Employees may elect to reduce up to 15% of their annual compensation
(subject to certain limitations under the Code) by having such amounts
contributed to the Savings Plan. The Company has made no additional or
matching contribution to the Savings Plan. The Board intends to conduct
a review at the end of each fiscal year to determine whether the Company
will make any additional or matching contribution to the Savings Plan.
As of July 31, 1995, no additional or matching contributions were made to
the Savings Plan by the Company. All assets of the Savings Plan are held
in trust.
9. CORPORATE NAME AND EQUITY CHANGES
In an effort to better reflect the nature of the Company's future
operations and enhance the Company's image in the securities markets and
improve the marketability of the common stock, the Board of Directors
authorized, after receiving consent from a majority of the stockholders,
amendments to the articles of incorporation. The amendments permitted a
change from the name of Bestway Rental, Inc. to Bestway, Inc., a decrease
in the number of shares via a reverse split of each share of common
stock, par value $.01 per share, into one-five hundredth of a share, par
value $5.00 per share, a subsequent reclassification of each share of
common stock par value $5.00 per share, into ten shares and a decrease in
the authorized number of shares outstanding from 90,000,000 shares to
20,000,000 shares. On June 6, 1995, the name change, the reverse split
and a decrease in the number of authorized shares became effective. On
June 7, 1995 the reclassification became effective.
F-13
25
9. CORPORATE NAME AND EQUITY CHANGES, con't.
Due to the Company's entry into the used car sales business, on a
trial basis, the Company formed a new subsidiary, Bestway Auto, Inc.

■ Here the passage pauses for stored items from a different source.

PR #11898, opened 2023-03-29
Feature: Close unfocused blades

ferrariofilippo:
**Resolved / Related Issues**
- [x] Were these changes approved in an issue or discussion with the project maintainers? In order to prevent extra work, feature requests and changes to the codebase must be approved before the pull request will be reviewed. This prevents extra work for the contributors and maintainers.
   Closes None

**Validation**
How did you test these changes?
- [x] Did you build the app and test your changes?
- [ ] Did you check for accessibility? You can use Accessibility Insights for this.
- [ ] Did you remove any strings from the en-us resource file?
   - [ ] Did you search the solution to see if the string is still being used? 
- [x] Did you implement any design changes to an existing feature?
   - [x] Was this change approved?
- [x] Are there any other steps that were used to validate these changes?
   1. Open a path such as `C:\Windows\System32` in columns layout
   2. Click on `Windows` (Single click to open option)

PR #12124, opened 2023-04-19
Fix: Fixed cannot select Files in columns view

### LINKED ISSUE #12090: Bug: Can't select some files in column view
### Description

When trying to select some files in column view by clicking them, Files closes all subsequent subfolders opened in columns and returns to the first column.

https://user-images.githubusercontent.com/2331058/232351898-5d8615ef-9948-4ab1-bed3-3e98c491582b.mp4

### Steps To Reproduce

1. Open some folders in column view
2. Try to select files of different names and types (I haven't narrowed down the exact issue)
3. Some of them will cause the bug to happen

### Requirements

- eg. Fix crash that occurs when...
- eg. Correct action happens when clicking...

### Files Version

2.4.62.0

### Windows Version

10.0.19044.2846

### Log file

There are no logs about the bug in the debug.log file, but I attached it anyways. The bug happened at on 2023-04-16 around 9 PM.

[debug.log](https://github.com/files-community/Files/files/11245022/debug.log)

ferrariofilippo:
**Resolved / Related Issues**
   Closes #12090 

**Description**
- I simplified the code to find the last column that should remain open (I don't know why I wrote that complex code in the first place). Now it looks for the blade with the same path as the requested one.
- As mentioned in #11898, there's a bug with double click to open

**Notes**
- Please, test these changes deeply since they may cause many regressions
- It may happen that the user creates a loop of columns (like: `C:\Users\username\Desktop\shortcut_to_Users\username\Desktop\something_else`). In this case, if the user clicks an item in `Desktop`, should we always close all columns after the first `Desktop`?

**Validation**
**Test 1**
   1. Open app and a folder using colums view
   2. Use `Open folders with single click in columns view`
   3. Open a shortcut to a folder (try with a shortcut to a sub-subfolder of the current directory, a shortcut to a parent folder of the current and with one to a random folder)
   4. Select a file
**Test 2**
   1. Repeat all the steps above using `double click to open`
   2. Navigate between folders using `Up/Down arrows` to ensure there's no regression from #11986   
**Test 3**
   1. Open a path such as C:\Windows\System32 in columns layout
   2. Click on Windows (Single click to open option) (Check that there's no regression from #11898)

### DIFF
--- a/src/Files.App/Views/LayoutModes/ColumnViewBrowser.xaml.cs
+++ b/src/Files.App/Views/LayoutModes/ColumnViewBrowser.xaml.cs
@@ -441,6 +441,9 @@ namespace Files.App.Views.LayoutModes
 
 		private void CloseUnnecessaryColumns(ColumnParam column)
 		{
+			if (string.IsNullOrEmpty(column.NavPathParam))
+				return;
+
 			var relativeIndex = -1;
 
 			if (column.Source is not null)
@@ -455,7 +458,7 @@ namespace Files.App.Views.LayoutModes
 
 			if (relativeIndex is -1)
 				while (relativeIndex < ColumnHost.ActiveBlades.Count &&
-					(!column.NavPathParam?.Equals(GetWorkingDirOfColumnAt(++relativeIndex)) ?? false)) ;
+					!column.NavPathParam.Equals(GetWorkingDirOfColumnAt(++relativeIndex))) ;
 
 			if (relativeIndex >= 0 && relativeIndex < ColumnHost.ActiveBlades.Count)
 			{
--- a/src/Files.App/Views/LayoutModes/ColumnViewBrowser.xaml.cs
+++ b/src/Files.App/Views/LayoutModes/ColumnViewBrowser.xaml.cs
@@ -444,7 +444,7 @@ namespace Files.App.Views.LayoutModes
 			if (string.IsNullOrEmpty(column.NavPathParam))
 				return;
 
-			var relativeIndex = -1;
+			var relativeIndex = column.Column is not 0 ? column.Column : -1;
 
 			if (column.Source is not null)
 			{
@@ -457,6 +457,7 @@ namespace Files.App.Views.LayoutModes
 			}
 
 			if (relativeIndex is -1)
+				// Get the index of the blade with the same path as the requested
 				while (relativeIndex < ColumnHost.ActiveBlades.Count &&
 					!column.NavPathParam.Equals(GetWorkingDirOfColumnAt(++relativeIndex))) ;
 
--- a/src/Files.App/Views/LayoutModes/ColumnViewBrowser.xaml.cs
+++ b/src/Files.App/Views/LayoutModes/ColumnViewBrowser.xaml.cs
@@ -457,11 +457,16 @@ namespace Files.App.Views.LayoutModes
 			}
 
 			if (relativeIndex is -1)
+			{
 				// Get the index of the blade with the same path as the requested
-				while (relativeIndex < ColumnHost.ActiveBlades.Count &&
-					!column.NavPathParam.Equals(GetWorkingDirOfColumnAt(++relativeIndex))) ;
+				var blade = ColumnHost.ActiveBlades.FirstOrDefault(b => 
+					column.NavPathParam.Equals(((b.Content as Frame)?.Content as ColumnShellPage)?.FilesystemViewModel?.WorkingDirectory));
 
-			if (relativeIndex >= 0 && relativeIndex < ColumnHost.ActiveBlades.Count)
+				if (blade is not null)
+					relativeIndex = ColumnHost.ActiveBlades.IndexOf(blade);
+			}
+
+			if (relativeIndex >= 0)
 			{
 				ColumnHost.ActiveBlades[relativeIndex].FindDescendant<ColumnViewBase>()?.ClearOpenedFolderSelectionIndicator();
 				DismissOtherBlades(relativeIndex);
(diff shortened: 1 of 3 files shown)


yaira2:
@ferrariofilippo can you target the servicing branch?

hishitetsu:
> It may happen that the user creates a loop of columns

It is the same with Finder.
image

hishitetsu (commented):
It doesn't work well if looping shortcuts.

https://user-images.githubusercontent.com/66369541/233252819-12dcfa7e-b688-4c9c-85a3-d4a10c595028.mp4

ferrariofilippo:
Do you have double click to open? In that case I know that bug (is the one I mentioned in the description) and I'm working on a fix

hishitetsu:
> Do you have double click to open? In that case I know that bug (is the one I mentioned in the description) and I'm working on a fix

"Open items with a single click" is off, "Open folders with a single click in the Columns Layout" is on.
If the shortcut was not looped, the file could be opened without problems.

ferrariofilippo:
> "Open items with a single click" is off, "Open folders with a single click in the Columns Layout" is on. If the shortcut was not looped, the file could be opened without problems.

Ok, I just understand what you meant. I mentioned that in the *Notes*
> It may happen that the user creates a loop of columns (like: C:\Users\username\Desktop\shortcut_to_Users\username\Desktop\something_else). In this case, if the user clicks an item in Desktop, should we always close all columns after the first Desktop?

At the moment we can't know which column the user has clicked (that's an issue when we have three loops). Because of this, we have to choose between leaving open the first or the last occourence of the path

ferrariofilippo:
Everything should be fine now

src/Files.App/Views/LayoutModes/ColumnViewBrowser.xaml.cs
```diff
@@ -435,20 +435,29 @@ private void ColumnViewBase_ItemTapped(object? sender, EventArgs e)
...
+				{
+					var bladeColumn = ColumnHost.ActiveBlades[i].FindDescendant<ColumnViewBase>();
+					if (bladeColumn is not null && bladeColumn == column.Source)
+						relativeIndex = i;
+				}
+			}
+
+			if (relativeIndex is -1)
+				while (relativeIndex < ColumnHost.ActiveBlades.Count &&
+					(!column.NavPathParam?.Equals(GetWorkingDirOfColumnAt(++relativeIndex)) ?? false)) ;
```
hishitetsu, line 458: This code is confusing and should not be handled only by the conditional clause of the while loop.
Doesn't this cause an infinite loop when `NavPathParam` is `null`?

hishitetsu (commented):
File selection appears to work fine.
There is still a little weird behavior with folder selection when columns are looping, but it's a different issue and much better than not being able to open files.

src/Files.App/Views/LayoutModes/ColumnViewBrowser.xaml.cs
ferrariofilippo: I'll change that but it will not cause an infinite loop because of the first condition

ferrariofilippo: Actually, I'm not sure how to make it more readable. Should I use a `do-while`?

ferrariofilippo:
> There is still a little weird behavior with folder selection when columns are looping, but it's a different issue and much better than not being able to open files.

I can't reproduce it. Can you tell me more, please? (single or double click to open?)

hishitetsu:
> I can't reproduce it. Can you tell me more, please? (single or double click to open?)

Look at this video.

https://user-images.githubusercontent.com/66369541/233562759-e38e01cb-7915-4994-a217-a874936ed012.mp4

ferrariofilippo:
> Look at this video.

I can't reproduce it and, looking at the scrollbar on the bottom, it seems to work.
Do you have a loop like `Documents/Downloads/Documents/Downloads/Documents`? In that case clicking on the second `Documents` will close the following blades, but the view will also scroll and it will look like it's opening from the last column

src/Files.App/Views/LayoutModes/ColumnViewBrowser.xaml.cs
```diff
@@ -435,20 +435,33 @@ private void ColumnViewBase_ItemTapped(object? sender, EventArgs e)
...
+						relativeIndex = i;
+				}
+			}
+
+			if (relativeIndex is -1)
+				// Get the index of the blade with the same path as the requested
+				while (relativeIndex < ColumnHost.ActiveBlades.Count &&
+					!column.NavPathParam.Equals(GetWorkingDirOfColumnAt(++relativeIndex))) ;
+
+			if (relativeIndex >= 0 && relativeIndex < ColumnHost.ActiveBlades.Count)
```
hishitetsu, line 464:
```suggestion
			if (relativeIndex is -1)
			{
				// Get the index of the blade with the same path as the requested
				var bladeColumn = ColumnHost.ActiveBlades.FirstOrDefault(x
					=> column.NavPathParam.Equals(((x.Content as Frame)?.Content as ColumnShellPage)?.FilesystemViewModel?.WorkingDirectory));

				if (bladeColumn is not null)
					relativeIndex = ColumnHost.ActiveBlades.IndexOf(bladeColumn);
			}

			if (relativeIndex >= 0)
```
For example.

hishitetsu:
> I can't reproduce it and, looking at the scrollbar on the bottom, it seems to work.

Sorry, it is an oversight on my part. It works fine.

src/Files.App/Views/LayoutModes/ColumnViewBrowser.xaml.cs
ferrariofilippo: At first, I used a while because I thought that scanning through the blades twice was a waste of time, but as you pointed out that was not that readable, and so I'll use your code. Thank you

hishitetsu (approved):
LGTM

yaira2:
@ferrariofilippo @hishitetsu thank you for your work on this fix!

Since the Company name, Bestway Rental, Inc., reflected only the existing
operations of the Company, management believes it was appropriate and in
the best interest of the Company to change its name to "Bestway, Inc."
The Company will continue to do business in the rental-purchase industry
as Bestway Rental, Inc.
10. MISSISSIPPI ASSET PURCHASE
On September 10, 1993 the Company acquired for approximately
$2,000,000 a substantial portion of the assets of Action Television
Rental, Inc. and virtually all of the assets of A-1 TV Rental, Inc., both
privately-owned Mississippi corporations in an asset purchase transaction
from an individual.
The purchase price was funded from the Company's senior
collateralized line of credit. The Company acquired all of the assets
involved in the daily operations of the stores including all idle rental
inventory, all rental contracts, vehicles, store furniture and fixtures,
computers and leasehold improvements. Additionally, the Company obtained
the seller's former store locations by assuming the twelve locations
lease agreements.
The unaudited condensed pro forma statement of revenues and costs
and expenses present the results of the operations of the Company
assuming the transaction had been consummated as of the first day of the
Company's fiscal year ended July 31, 1993 and are as follows:
July 31, 1993
-------------
Revenues $15,485,253
Costs and operating expenses 14,285,148
-----------
Net income $ 1,200,105
===========
Net income per share $ .80
===========
Weighted average common shares outstanding 1,505,276
===========
The impact of one and one-half month's activity on the July 31,
1994 income statement is not significant. Accordingly, such information
has not been provided.
11. SALE OF RENTAL INVENTORY
On June 16, 1994 the Company entered into an asset purchase
agreement with another renter dealer (the "Asset Purchase Agreement").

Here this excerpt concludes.